- **Exercise brief**:
Your answer needs to include each line of the records in which the string "material" can be found.

- - - -

PR #1078, opened 2024-12-17
rfc: distributed coordinator

burgerdev:


rfc/009-distributed-coordinator.md
```diff
@@ -0,0 +1,178 @@
...
+
+message RecoverRequest {}
+
+message RecoverResponse {
+  bytes Seed = 1;
+  bytes Salt = 2;
+  bytes RootCAKey = 3;
+  bytes RootCACert = 4;
+  bytes MeshCAKey = 5;
+  bytes MeshCACert = 6;
```
3u13r, line 146: I think we need to explain the security of the HA part a bit more. I think when we allow to directly set the Mesh components of the Coordinator during automatic recovery we loose protection against the Kubernetes admin/workload owner as they can redirect to themself and "provision" a coordinator with the values above. 

The simplest case to think about is one Coordinator needing to be recovered and the workload owner answering the recovery call from this coordinator. The next time the user verifies the deployment, it sees a valid chain of manifests and therefore trusts the new MestCACert. This allows the workload owner to man-in-the-middle the TLS connection from the data owner to the application.


While we have excluded this threat model from our current recovery, I think HA and auto-recovery can be implemented while securing against this threat model as well e.g., via only allowing recovery of coordinator that have the same hashes. Of course, this breaks the upgrade process, but I think we have to drop coordinator upgrades anyway in this threat model.

3u13r (changes requested):

rfc/009-distributed-coordinator.md
burgerdev: Good catch, thanks!

We should aim to support recovery from heterogeneous coordinators if they are explicitly allowed by the manifest. An upgrading workload owner could first set a manifest including new coordinator policies, then deploy new coordinators, then remove old coordinators, then remove old coordinator policies from the manifest. A data owner would need to verify not only the current manifest, but also the history of allowed coordinators.

I think what we need are the following invariants:

* **(A)** A coordinator with current manifest `M` only sends key material to pods that have the `coordinator` role in `M`.
* **(B)** A coordinator with current manifest `M` uses only key material that it generated locally or that was received from a pod with the `coordinator` role in `M`.

(A) should be covered sufficiently by the current proposal text, and we could modify it to achieve (B) as follows:

1. Load the existing latest transition from the store, keeping the signature around but not checking it yet.
2. Fetch the corresponding manifest, but don't set the state yet.
3. Create a validator from the temporary manifest's reference values.
4. Connect to the serving coordinator and validate its reference values.
5. Check that the serving coordinator's policy corresponds to a `coordinator` role in the temp manifest.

- - - -

- **Result for this exercise**:
* **(A)** A coordinator with current manifest `M` only sends key material to pods that have the `coordinator` role in `M`.
* **(B)** A coordinator with current manifest `M` uses only key material that it generated locally or that was received from a pod with the `coordinator` role in `M`.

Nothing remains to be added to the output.